### Supplied data
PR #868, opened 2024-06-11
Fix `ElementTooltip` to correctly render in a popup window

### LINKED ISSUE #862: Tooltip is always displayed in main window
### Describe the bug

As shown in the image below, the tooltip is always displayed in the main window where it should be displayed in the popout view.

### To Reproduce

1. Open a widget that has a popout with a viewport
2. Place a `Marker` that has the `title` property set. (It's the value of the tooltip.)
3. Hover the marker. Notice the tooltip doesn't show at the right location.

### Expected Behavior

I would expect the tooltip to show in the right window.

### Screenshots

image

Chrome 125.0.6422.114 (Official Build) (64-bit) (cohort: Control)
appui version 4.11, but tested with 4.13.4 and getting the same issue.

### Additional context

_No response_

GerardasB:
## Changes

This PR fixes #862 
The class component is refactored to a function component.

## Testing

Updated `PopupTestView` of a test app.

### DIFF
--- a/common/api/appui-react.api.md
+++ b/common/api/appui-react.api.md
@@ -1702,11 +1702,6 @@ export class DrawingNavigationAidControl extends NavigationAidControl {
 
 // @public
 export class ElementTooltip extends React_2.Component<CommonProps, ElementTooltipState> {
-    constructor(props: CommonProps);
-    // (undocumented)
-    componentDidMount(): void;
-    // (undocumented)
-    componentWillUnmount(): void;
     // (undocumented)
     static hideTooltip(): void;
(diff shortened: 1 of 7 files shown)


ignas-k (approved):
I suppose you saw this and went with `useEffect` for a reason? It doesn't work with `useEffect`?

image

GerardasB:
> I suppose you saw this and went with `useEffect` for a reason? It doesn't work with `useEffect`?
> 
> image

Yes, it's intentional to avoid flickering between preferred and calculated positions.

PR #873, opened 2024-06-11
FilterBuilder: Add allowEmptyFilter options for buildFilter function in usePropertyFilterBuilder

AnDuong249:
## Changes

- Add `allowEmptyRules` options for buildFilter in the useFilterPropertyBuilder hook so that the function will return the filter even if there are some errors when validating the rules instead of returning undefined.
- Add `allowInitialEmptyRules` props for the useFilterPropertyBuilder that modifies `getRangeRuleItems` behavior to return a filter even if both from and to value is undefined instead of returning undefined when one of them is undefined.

### About this task
Above are the records; report how many of their lines hold the string "options", with no other words.

### Result of the exercise
2